A way to unlock the bootblock would be to modify a firmware update to have a copy of bootblock without protection. For this you need to compress the modified block to fit into original space. The compression used is Lempel-Ziv- Huffman variant. I've written a compressor for it but unfortunately it's not performant enough.
- To find exactly where it's divided run that command(the example below is on another laptop):
[root@N71Jq ~]# flashrom -r bios.bin -pinternal:laptop=force_I_want_a_brick flashrom v0.9.6.1-r1564 on Linux 3.8.2-1-LIBRE (x86_64) flashrom is free software, get the source code at http://www.flashrom.org Calibrating delay loop... OK. ======================================================================== WARNING! You may be running flashrom on an unsupported laptop. We could not detect this for sure because your vendor has not setup the SMBIOS tables correctly. You can enforce execution by adding '-p internal:laptop=this_is_not_a_laptop' to the command line, but please read the following warning if you are not sure. Laptops, notebooks and netbooks are difficult to support and we recommend to use the vendor flashing utility. The embedded controller (EC) in these machines often interacts badly with flashing. See http://www.flashrom.org/Laptops for details. If flash is shared with the EC, erase is guaranteed to brick your laptop and write may brick your laptop. Read and probe may irritate your EC and cause fan failure, backlight failure and sudden poweroff. You have been warned. ======================================================================== Proceeding anyway because user forced us to. Found chipset "Intel HM55". This chipset is marked as untested. If you are using an up-to-date version of flashrom *and* were (not) able to successfully update your firmware with it, then please email a report to flashrom@flashrom.org including a verbose (-V) log. Thank you! Enabling flash write... FREG0: WARNING: Flash Descriptor region (0x00000000-0x00000fff) is read-only. FREG2: WARNING: Management Engine region (0x00003000-0x001fffff) is locked. Please send a verbose log to flashrom@flashrom.org if this board is not listed on http://flashrom.org/Supported_hardware#Supported_mainboards yet. Writes have been disabled. You can enforce write support with the ich_spi_force programmer option, but it will most likely harm your hardware! If you force flashrom you will get no support if something breaks. OK. Found SST flash chip "SST25VF032B" (4096 kB, SPI) at physical address 0xffc00000. Reading flash... Transaction error! Read operation failed! FAILED.

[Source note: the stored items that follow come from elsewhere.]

PR #4372, opened 2022-03-31
Add missing types to annotation and route store modules

robertknight:
- Add state and action types to reducers
 - Replace Array.forEach calls with for..of loops to enable better type inference.
 - Replace plain objects used as sets with ES sets

### DIFF
--- a/src/sidebar/store/modules/annotations.js
+++ b/src/sidebar/store/modules/annotations.js
@@ -3,7 +3,17 @@
  * sidebar.
  */
 
+import { createSelector } from 'reselect';
+
+import * as metadata from '../../helpers/annotation-metadata';
+import { isSaved } from '../../helpers/annotation-metadata';
+import { countIf, toTrueMap, trueKeys } from '../../util/collections';
+import { createStoreModule, makeAction } from '../create-store';
+
+import { routeModule } from './route';
+
 /**
+ * @typedef {'anchored'|'orphan'|'timeout'} AnchorStatus
  * @typedef {import('../../../types/api').Annotation} Annotation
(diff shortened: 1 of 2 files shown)


src/sidebar/store/modules/annotations.js
```diff
@@ -192,19 +201,28 @@ const reducers = {
...
+   * @param {{ highlighted: Record<string, boolean> }} action
+   */
   HIGHLIGHT_ANNOTATIONS(state, action) {
     return { highlighted: action.highlighted };
   },
 
-  /** @param {State} state */
+  /**
+   * @param {State} state
+   * @param {{ annotationsToRemove: AnnotationStub[], remainingAnnotations: Annotation[] }} action
```
robertknight, line 214: The `remainingAnnotations` field looks like a code smell to me, but in this PR I'm just documenting/typing the existing code.

src/sidebar/store/modules/annotations.js
```diff
@@ -125,17 +125,20 @@ const initialState = {
 /** @typedef {typeof initialState} State */
 
 const reducers = {
-  /** @param {State} state */
+  /**
+   * @param {State} state
+   * @param {{ annotations: Annotation[], currentAnnotationCount: number }} action
```
robertknight, line 130: `currentAnnotationCount` looks like a code smell to me, but I'm just documenting/typing the existing structure in this PR.

lyzadanger (approved):
I'm having a little bit of trouble following the flow of the `addAnnotations` action creator in `annotation`. There are several moving parts!

There's a long-standing ambiguity across `annotation` regarding tags and ids, but that's nothing new.

PR #4374, opened 2022-03-31
Simplify login popup creation flow

robertknight:
The process of creating and navigating the login popup used to involve two
steps, first creating a blank window and then navigating it to the final
authorization URL. This was needed because, in Firefox, the popup window had to
be created in the same turn of the event loop as the user's click on the "Log
in" button (otherwise the popup blocker would trigger) but generating the
authorization URL involved an async "fetch" of API links.

The major browsers have now all settled on a more flexible model for allowing
popups in response to user gestures, where the popup must be opened within a
certain time window of the gesture. In practice the timeout seems to be ~1000ms
in Safari and longer than that in other browsers.

In this context we expect the async delay between the user clicking the "Log in"
button and us creating the popup to be ~0ms, since the API links should already
have been fetched at this point and so we're just fetching locally cached values.

Based on this assumption, the flow for creating the login popup window has been
simplified to create the popup window at the final URL immediately, removing the
need to open a blank window as a first step.

Simplifying the code here will make it easier to change how the popup window and
sidebar communicate, eg. to resolve an issue with the new
Cross-Origin-Opener-Policy header [1].

[1] https://github.com/hypothesis/product-backlog/issues/1333

**Testing:**

Try logging into the client in Safari, Firefox and Chrome. It should behave the same as before.

**Related reading:**

- [Original Firefox issue I filed, closed 4 years ago](https://bugzilla.mozilla.org/show_bug.cgi?id=1425419)
- [Related standardization discussion](https://github.com/whatwg/html/issues/1903)
- [Relevant HTML spec section, updated 4 years ago after the previous discussion](https://html.spec.whatwg.org/multipage/interaction.html#tracking-user-activation)

### DIFF
--- a/src/sidebar/services/auth.js
+++ b/src/sidebar/services/auth.js
@@ -270,9 +270,15 @@ export class AuthService extends TinyEmitter {
      * then exchange for access and refresh tokens.
      */
     async function login() {
-      const authWindow = OAuthClient.openAuthPopupWindow($window);
+      // Any async steps before the call to `client.authorize` must complete
+      // in less than ~1 second, otherwise the browser's popup blocker may block
+      // the popup.
+      //
+      // `oauthClient` is async in case in needs to fetch links from the API.
+      // This should already have happened by the time this function is called
+      // however, so it will just be returning a cached value.
       const client = await oauthClient();
-      const code = await client.authorize($window, authWindow);
+      const code = await client.authorize($window);
 
       // Save the auth code. It will be exchanged for an access token when the
       // next API request is made.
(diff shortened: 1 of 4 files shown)


robertknight:
According to my sleuthing, the exact timeouts for showing a popup after a user action appear to be:

- WebKit: 2 seconds (search for `defaultTransientActivationDuration` in source)
- Chrome: 5 seconds (search for `UserActivationState`/`kActivationLifespan` in source)
- Firefox: 5 seconds (see `dom.user_activation.transient.timeout` preference in about:config)

robertknight:
An existing issue I noticed when testing this is that clicking the "Log in" link if the popup has already been opened does not show either the existing popup or a new one in Safari. Instead the user just sees an error that the login popup was closed. In Chrome the user also sees this error but a new popup is immediately created. In both cases if the user switches to an open popup and logs in, the login will be propagated back to the sidebar.

lyzadanger (approved):
Cool. Tested in Safari, Firefox, Chrome, looking good.

PR #4393, opened 2022-04-06
Reuse `translateOffsets` utility in PDF quote anchoring

robertknight:
When anchoring quote selectors in PDFs, the quote is anchored in a version of the PDF page text that has whitespace stripped out [1]. The offsets of the best match is then translated back to the whitespace-inclusive version of the text.

This commit refactors this translation to re-use the `translateOffsets` utility added in https://github.com/hypothesis/client/pull/4355. It also re-introduces a check that was removed in that PR, which checks for non-whitespace differences in the matched quote in the PDF text extracted by `getPageTextContent`, and the corresponding content in the text layer. Such differences indicate an unexpected difference between the text layer and the text extracted via PDF.js APIs for a page, and it is useful to flag this issue.

[1] This makes whitespace changes "free" from the perspective of the fuzzy anchoring cost function (see `matchQuote`)

### DIFF
--- a/src/annotator/anchoring/pdf.js
+++ b/src/annotator/anchoring/pdf.js
@@ -1,5 +1,6 @@
 /* global PDFViewerApplication */
 
+import { warnOnce } from '../../shared/warn-once';
 import { translateOffsets } from '../util/normalize';
 import { matchQuote } from './match-quote';
 import { createPlaceholder } from './placeholder';
@@ -323,6 +324,16 @@ async function anchorByPosition(pageIndex, start, end) {
       end,
       isNotSpace
     );
+
+    const textLayerQuote = stripSpaces(
+      textLayerStr.slice(textLayerStart, textLayerEnd)
+    );
+    const pageTextQuote = stripSpaces(pageText.slice(start, end));
+    if (textLayerQuote !== pageTextQuote) {
+      warnOnce(
+        'Text layer text does not match page text. Highlights will be mis-aligned.'
+      );
+    }
 
     const startPos = new TextPosition(root, textLayerStart);
     const endPos = new TextPosition(root, textLayerEnd);
--- a/src/annotator/anchoring/pdf.js
+++ b/src/annotator/anchoring/pdf.js
@@ -431,6 +431,8 @@ async function anchorQuote(quoteSelector, positionHint) {
       if (page < expectedPageIndex) {
         strippedHint = strippedText.length; // Prefer matches closer to end of page.
       } else if (page === expectedPageIndex) {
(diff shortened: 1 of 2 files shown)


src/annotator/anchoring/pdf.js
```diff
@@ -401,33 +410,36 @@ async function anchorQuote(quoteSelector, positionHint) {
...
+        strippedHint = strippedText.length; // Prefer matches closer to end of page.
       } else if (page === expectedPageIndex) {
-        hint = expectedOffsetInPage;
+        [strippedHint] = translateOffsets(
+          text,
+          strippedText,
+          expectedOffsetInPage,
+          expectedOffsetInPage,
+          isNotSpace
+        );
```
robertknight, line 440: In words, this code is translating the expected position of the quote, from an annotation's position selector, from the whitespace-inclusive version of a PDF page's text to the whitespace-stripped version of the text.

src/annotator/anchoring/pdf.js
```diff
@@ -442,19 +454,18 @@ async function anchorQuote(quoteSelector, positionHint) {
     }
 
     if (!bestMatch || match.score > bestMatch.match.score) {
+      const [start, end] = translateOffsets(
+        strippedText,
+        text,
+        match.start,
+        match.end,
+        isNotSpace
+      );
```
robertknight, line 463: This is performing the opposite translation to the above `translateOffsets` usage: mapping the offset of a quote match from the whitespace-stripped version of a page's text to the whitespace-inclusive version of the page's text.

src/annotator/anchoring/test/pdf-test.js
```diff
@@ -531,6 +531,11 @@ describe('annotator/anchoring/pdf', () => {
     });
 
     it('anchors with mismatch if text layer differs from PDF.js text API output', async () => {
+      const warnOnce = sinon.stub();
+      pdfAnchoring.$imports.$mock({
+        '../../shared/warn-once': { warnOnce },
+      });
```
robertknight, line 537: nb. There is no `$imports.$restore` call added in this PR to match this `$mock` call because one already exists in a higher-level `afterEach`.

src/annotator/anchoring/pdf.js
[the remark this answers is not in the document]
robertknight: > When passing the same value for start and end to translateOffsets, is it to be expected that it will return [startOffset, endOffset] where startOffset === endOffset in all cases?

Yes. In this case the number of non-ignored characters between the start and end offsets in the input is zero, and `translateOffsets` will always return a `[start, end]` tuple with `start` === `end` in that scenario.

PR #4398, opened 2022-04-07
Add missing types to session store module

robertknight:
This found apparent missing checks for a null `profile.userid` (ie. current user
is logged out) in several places. These places should not be reachable
when the user is logged out due to checks elsewhere, but add explicit
checks for the user being logged in.


lyzadanger (approved):
LGTM.

PR #4404, opened 2022-04-08
Set permissions for GitHub actions

naveensrinivasan:
- Included permissions for the action. https://github.com/ossf/scorecard/blob/main/docs/checks.md#token-permissions

https://docs.github.com/en/actions/using-workflows/workflow-syntax-for-github-actions#permissions

https://docs.github.com/en/actions/using-jobs/assigning-permissions-to-jobs

[Keeping your GitHub Actions and workflows secure Part 1: Preventing pwn requests](https://securitylab.github.com/research/github-actions-preventing-pwn-requests/)

 Restrict the GitHub token permissions only to the required ones; this way, even if the attackers will succeed in compromising your workflow, they won’t be able to do much.

Signed-off-by: naveensrinivasan <172697+naveensrinivasan@users.noreply.github.com>

### DIFF
--- a/.github/workflows/continuous-integration.yml
+++ b/.github/workflows/continuous-integration.yml
@@ -1,5 +1,8 @@
 name: Continuous integration
 on: pull_request
+permissions:
+  contents: read
+
 jobs:
   ci:
     runs-on: ubuntu-latest
--- a/.github/workflows/stale.yml
+++ b/.github/workflows/stale.yml
@@ -4,8 +4,14 @@ on:
     - cron: '0 10 * * *'
   workflow_dispatch:
 
+permissions:
+  contents: read
+
 jobs:
   stale:
+    permissions:
+      issues: write  # for actions/stale to close stale issues
+      pull-requests: write  # for actions/stale to close stale PRs
     runs-on: ubuntu-latest
     steps:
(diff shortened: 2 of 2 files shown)


robertknight:
Thanks for the information.

Note for Hypothesis developers: As an alternative or addition to setting `contents: read` for CI workflows, there is an organization-wide default setting we could set at https://github.com/organizations/hypothesis/settings/actions. This chooses between the "Default access (restrictive)" and "Default access (permissive)" tables listed at https://docs.github.com/en/actions/security-guides/automatic-token-authentication#permissions-for-the-github_token.

naveensrinivasan:
> Thanks for the information.
> 
> Note for Hypothesis developers: As an alternative or addition to setting `contents: read` for CI workflows, there is an organization-wide default setting we could set at https://github.com/organizations/hypothesis/settings/actions. This chooses between the "Default access (restrictive)" and "Default access (permissive)" tables listed at https://docs.github.com/en/actions/security-guides/automatic-token-authentication#permissions-for-the-github_token.

These permissions are required to modify things

https://github.com/hypothesis/client/blob/717d8dfc48b8248e3c1655309c998e3e4ab3fe37/.github/workflows/stale.yml#L13-L14

PR #4449, opened 2022-04-21
Replace incorrect use of `any` with `void` in callback return types

robertknight:
When declaring a prop or parameter callback whose result is unused, the
return type should be `void` rather than `any`. In this context the
return type specifies what the callee _requires_, not what the caller
_provides_.


lyzadanger (approved):
👍🏻 Yep.

Issue #4332, opened 2022-03-18
Ship HTML side-by-side mode behind a feature flag


robertknight:
We have implemented support for side-by-side mode for HTML documents, but it is currently only enabled for EPUB documents. I'd like to ship this for all HTML documents. This is a significant change to the user experience, and we may still find that there are issues that need to iron out before it is good enough to ship by default, or we may need an option to turn it on/off explicitly, so I think it would make sense to ship it behind a feature flag.

Aside from enabling us to test a valuable improvement to the client, putting it behind a feature flag will also involve us building the infrastructure to support feature-flagging other changes in the annotator code. 

- [ ] Modernize the existing feature flag code in the client (in src/annotator/features.js) (https://github.com/hypothesis/client/pull/4495)
- [ ] Support feature flags in guests (currently feature flags are only accessible to the host frame) (https://github.com/hypothesis/client/pull/4495)
- [ ] Implement an `html_side_by_side` feature flag that toggles whether side-by-side mode is enabled in HTMLIntegration

PR #4496, opened 2022-05-03
Enable side-by-side mode for web pages behind a feature flag

robertknight:
Enable support for side-by-side mode for all web pages, behind an `html_side_by_side` feature flag.

- Pass feature flags from the `Guest` through to the `HTMLIntegration`
- In the VitalSource integration, instead pass a dummy `FeatureFlags` which has side-by-side mode always enabled

Marked as a draft because I want to review the plumbing of feature flags through to the HTMLIntegration and the approach used to forcibly enable it for the VitalSource integration.

**Testing:**

1. Enable the `html_side_by_side` feature flag in h (see https://github.com/hypothesis/h/pull/7428)
2. Visit a test HTML document (eg. http://localhost:3000/document/doyle) and open the sidebar. The page should be resized.
3. Repeat previous step with feature flag turned off. The page should not be resized.

A variation on Step 3 is to turn on the feature flag only for certain users. When you log in / log out the feature should be enabled/disabled.

Fixes https://github.com/hypothesis/client/issues/4332.

### DIFF
--- a/src/annotator/features.js
+++ b/src/annotator/features.js
@@ -3,14 +3,20 @@ import { TinyEmitter } from 'tiny-emitter';
 import { warnOnce } from '../shared/warn-once';
 
 /**
+ * @typedef {import('../types/annotator').FeatureFlags} IFeatureFlags
+ */
+
+/**
  * List of feature flags that annotator code tests for.
  *
  * @type {string[]}
  */
-const annotatorFlags = [];
+const annotatorFlags = ['html_side_by_side'];
 
 /**
  * An observable container of feature flags.
+ *
+ * @implements {IFeatureFlags}
  */
 export class FeatureFlags extends TinyEmitter {
   /**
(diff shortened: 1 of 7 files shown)


src/annotator/features.js
```diff
@@ -2,15 +2,21 @@ import { TinyEmitter } from 'tiny-emitter';
...
  *
  * @type {string[]}
  */
-const annotatorFlags = [];
+const annotatorFlags = ['html_side_by_side'];
 
 /**
  * An observable container of feature flags.
+ *
+ * @implements {IFeatureFlags}
```
robertknight, line 19: I don't love the fact that the interface and the main implementation have the same name. The main distinction between the interface and this class is that the interface only provides methods to read flags and subscribe to updates, whereas the class has methods to update them.

robertknight:
Thanks for the feedback Lyza. I have added some code comments in response.

PR #4497, opened 2022-05-04
Replace various uses of `any` with `unknown`

robertknight:
This includes the results of RPC calls to the LMS app, which must now be explicitly cast to the expected result type. Otherwise I didn't have to change any code which used the values.


lyzadanger (approved):
LGTM

PR #4513, opened 2022-05-10
Add missing types for PortRPC method handlers

robertknight:
Previously the arguments of the callback passed to `PortRPC.on` were
inferred as `any`. Make the callback type generic so that the caller is
forced to specify what types the arguments have.

Internally within PortRPC, use `unknown` rather than `any` for RPC
method arguments where possible.

Note that this change does not ensure that an RPC method is called (via `call`)
using arguments of the same types that the handler expects, but at least it is
now easier to check that the `call` and `on` uses match up and that arguments
are typed within the handler.

### DIFF
--- a/src/shared/messaging/port-rpc.js
+++ b/src/shared/messaging/port-rpc.js
@@ -33,14 +33,14 @@ const PROTOCOL = 'frame-rpc';
  * See https://github.com/substack/frame-rpc#protocol
  *
  * @typedef RequestMessage
- * @prop {any[]} arguments
+ * @prop {unknown[]} arguments
  * @prop {string} method
  * @prop {PROTOCOL} protocol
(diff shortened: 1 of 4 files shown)


src/shared/messaging/port-rpc.js
```diff
@@ -275,7 +290,7 @@ export class PortRPC {
 
     const seq = this._sequence++;
     const finalArg = args[args.length - 1];
-    if (typeof finalArg === 'function') {
+    if (isCallback(finalArg)) {
```
robertknight, line 293: This change alters the inferred type of `finalArg` slightly. Without it, TS complains about the `set(...)` call below.

lyzadanger (approved):
LGTM

PR #4626, opened 2022-07-04
Document issue with `useStore` + `useMemo` and fix potential missing re-render

robertknight:
This PR fixes a potential missing re-render in `useStore` if the store changes in between the initial render of a component, and `useEffect` callbacks firing, by swapping out `useEffect` for `useLayoutEffect`. We've never actually encountered a problem due to this issue IIRC, but we might as well prevent it from happening.

I also documented a hazard with using the returned wrapper together with hooks that accept dependencies. I think the hazard could be eliminated with some API / behavior changes [1], but this requires some further experimentation.

[1] Roughly what I had in mind was that the `Proxy` returned by `useStore` would get re-created whenever relevant data changes in the store. This would mean that any `useMemo`s etc. would get invalidated as necessary. However we have a bunch of effects which use the store to dispatch actions, and those shouldn't be re-run unnecessarily.

### DIFF
--- a/src/sidebar/store/use-store.js
+++ b/src/sidebar/store/use-store.js
@@ -38,6 +38,24 @@ class CacheEntry {
  *
  * The returned wrapper has the same API as the store itself.
  *
+ * The returned wrapper does not change its identity if the store updates. This
+ * means you need to be careful when using it with hooks that have dependencies,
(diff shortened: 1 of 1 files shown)


lyzadanger (approved):
This was good thinking.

it will print the ME regions:
FREG2: WARNING: Management Engine region (0x00003000-0x001fffff) is locked.
it will also print the chip:
Found SST flash chip "SST25VF032B" (4096 kB, SPI) at physical address 0xffc00000.
=> verify if its voltage match with the programmer voltage...
- Then man flashrom says:
-l, --layout <file> Read ROM layout from <file>. flashrom supports ROM layouts. This allows you to flash certain parts of the flash chip only. A ROM layout file contains multiple lines with the following syntax: startaddr:endaddr imagename startaddr and endaddr are hexadecimal addresses within the ROM file and do not refer to any physical address. Please note that using a 0x prefix for those hexadecimal numbers is not necessary, but you can't specify decimal/octal numbers. imagename is an arbitrary name for the region/image from startaddr to endaddr (both addresses included). Example: 00000000:00008fff gfxrom 00009000:0003ffff normal 00040000:0007ffff fallback If you only want to update the image named normal in a ROM based on the layout above, run flashrom -p prog --layout rom.layout --image normal -w some.rom To update only the images named normal and fallback, run: flashrom -p prog -l rom.layout -i normal -i fallback -w some.rom Overlapping sections are not supported.